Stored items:
PR #990, opened 2021-11-12
Added WGS directory structure schema

icaoberg:
The directory structure for the whole genome sequence assay type is nothing but a link to `fastq.yaml`. 

From my understanding, this should suffice for now.

### DIFF
--- a/CHANGELOG.md
+++ b/CHANGELOG.md
@@ -1,6 +1,7 @@
 # Changelog
 
 ## v0.0.13 - in progress
+- Added WGS directory structure schema.
 - Cleaned up LC-MS directory structure schema.
 - Added links to examples in the portal for 5 assays.
 - Make LC fields optional.
--- a/docs/wgs/index.md
+++ b/docs/wgs/index.md
@@ -17,7 +17,7 @@ Related files:
 
 | pattern | required? | description |
 | --- | --- | --- |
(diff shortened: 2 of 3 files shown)


jswelling (commented):
You know the 'extras/.*' regex subsumes the 'extras/thumbnail.(png|jpg)' regex, right?  You don't actually need the second one?  If you want it there for stylistic reasons I'm OK with it.

icaoberg:
> You know the 'extras/.*' regex subsumes the 'extras/thumbnail.(png|jpg)' regex, right? You don't actually need the second one? If you want it there for stylistic reasons I'm OK with it.

@jswelling agree. Howver, the file `wgs.yaml` is a link to `fastq.yaml`. If we modify `fastq.yaml`, the change will affect at least 4 directory structure schemas.

What do you think I should do? Should I update `fastq.yaml`?

jswelling:
Wait, I just figured out that the 'extras' entry is hard-coded in schema_loader.py .  It's not coming from a .yaml file at all!  So no, no change is necessary.  I'll approve the merge as it stands.  Sorry for the confusion.

jswelling (approved):
Accepted- I hadn't understood that the redundant entry to accept thumbnails in extras was coming from code outside this PR.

## Work task
Copy every line from the entries that contains the word "files".

## Response to this task
@@ -17,7 +17,7 @@ Related files:
(diff shortened: 2 of 3 files shown)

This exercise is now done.